Let’s start with the love.

LOVE THIS book like I’ve loved few before. There are some books out there–Secret Life of Bees by Sue Monk Kidd is another one that comes to mind–that are so rich and beautiful I can’t even imagine how that writer’s brain bears any similiary to my writer brain. I mean, I think we both speak the same language, but I’m still working with training wheels here, whereas The Time Traveler’s Wife proves that Audrey Niffenegger has already evolved to wings.

If you don’t know the plot already (in which case you really shouldn’t be reading this, because I have no desire to spoil it for you, so please just stop now, go get the book, read it, come back here and comment), it’s about a man afflicted with the ability–sometimes the curse–to travel backwards and forwards in time, revisiting parts of his life (like having to watch his mother die over and over) and courting his wife over her chronologically-correct lifespan, from the time she is six.

The book is clever, imaginative, funny, mysterious, suspenseful, touching, and let’s just say it: sexy.

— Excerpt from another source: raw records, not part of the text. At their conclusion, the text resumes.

Issue #2551, opened 2021-02-24
Provide an API to check whether debug mode is enabled


qwwdfsad:
We already have a notion of debug mode in our documentation, but we do not have an API to check whether the mode is enabled.

It can be useful in multiple scenarios:

* To write unit tests that work both with and without debug mode
    * We already do that in our MPP tests
* To verify and debug program behaviour (see #2550)
* To write your own extensions to coroutines that may exhibit an additional behaviour when debug mode is enabled (stacktrace for cancellation exception subclasses, context markers and so on)

qwwdfsad:
Also, it's worth adding `unwrap` function and separate stacktrace recovery check.

We already bump into this in our own modules: https://github.com/Kotlin/kotlinx.coroutines/pull/2646/commits/89fd2c179efcd5a80d5dd2f12ada5a75734e9326

PR #2646, opened 2021-04-13
Consistently handle exceptions in reactive streams

dkhalanskyjb:
* Fixed `PublisherCoroutine`, `rxObservable`, and
  `Flow.toPublisher` ignoring cancellations.
* Fatal exceptions are not treated in a special manner by us
  anymore. Instead, we follow the requirement in the reactive
  streams specification that, in case some method of `Subscriber`
  throws, that subscriber MUST be considered canceled, and the
  exception MUST be reported in someplace other than `onError`.
* Fixed `trySend` sometimes throwing in `PublisherCoroutine` and
  `rxObservable`.
* When an exception happens inside a cancellation handler, we now
  consistently throw the original exception passed to the handler,
  with the new exception added as suppressed.
* Fixed `PublisherCoroutine` and `rxObservable` claiming that the
  channel is not closed for send for some time after `close()` has
  finished.
* Fixed publishers sometimes signalling `onComplete()` after
  cancellation even though their streams are not finite.

Fixes https://github.com/Kotlin/kotlinx.coroutines/issues/2173

### DIFF
--- a/reactive/kotlinx-coroutines-reactive/src/ReactiveFlow.kt
+++ b/reactive/kotlinx-coroutines-reactive/src/ReactiveFlow.kt
@@ -208,11 +208,9 @@ public class FlowSubscription<T>(
             consumeFlow()
             true
         } catch (cause: Throwable) {
-            if (cancellationRequested && cause === getCancellationException()) {
-                return
+            if (cancellationRequested && !isActive && (cause === getCancellationException() || cause.cause === getCancellationException() && cause.message == getCancellationException().message)) {
+                subscriber.onComplete()
             } else {
-                // TODO: this branch gets entered even when `cause` looks identical to `getCancellationException()`.
-                // Is stack sanitization to blame?
                 try {
                     subscriber.onError(cause)
                 } catch (e: Throwable) {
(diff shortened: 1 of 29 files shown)


dkhalanskyjb:
I will be adding some tests to this PR but would appreciate some feedback on the implementation in the meantime.

qwwdfsad (commented):
That's amazing and thoughtful work from you, thanks!

reactive/kotlinx-coroutines-reactive/src/ReactiveFlow.kt
```diff
@@ -204,17 +205,12 @@ public class FlowSubscription<T>(
...
         } catch (cause: Throwable) {
-            /* TODO: The part after "||" is a hack needed due to [cause] having travelled over a coroutine boundary and
-                being changed from the result of [getCancellationException()]. */
-            if (cancellationRequested && !isActive && (cause === getCancellationException() || cause.cause === getCancellationException() && cause.message == getCancellationException().message)) {
-                /* TODO: This is incorrect, as [Subscriber.onComplete] denotes the end of the stream and not just any
-                    non-erroneous terminal state. */
-                subscriber.onComplete()
-            } else {
+            @Suppress("INVISIBLE_MEMBER")
+            val unwrappedCause = unwrap(cause)
```
qwwdfsad, line 212: https://github.com/Kotlin/kotlinx.coroutines/issues/2551 filed a use-case

qwwdfsad (approved):
Good to go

Man, is it sexy. Sex delayed, sex denied, sex fulfilled, sex making them late for the family dinner, sex while the person next to them in bed is sleeping, sex as an act of love and devotion and worship and a way to hold on to the present. I’ve read my share of romances, but this one gets one of the top slots as far as I’m concerned.

Okay, but aside from the sex and love and intrigue, this book is just so creative and twisty turny–like the movie Memento in its way–that it had me reading early in the morning, late at night, and all points in between. It’s a long book, so it needed all that time, but it’s also a fast read despite its length. Because as well-written as it is, it’s not hard. Yeah, hard sometimes to organize the time travel in your mind, but not hard in a Moby Dick way, where you feel like skipping whole long sections just to get through the damn thing. (For example, has anyone here actually read the entire John Galt speech at the end of Atlas Shrugged? Admit that after the first twenty pages of it you skimmed.)

I appreciate all those of you who kept bringing up this book on the blog, so that I finally had to sit down and read it. What a reward.

Your turn. Talk book to me.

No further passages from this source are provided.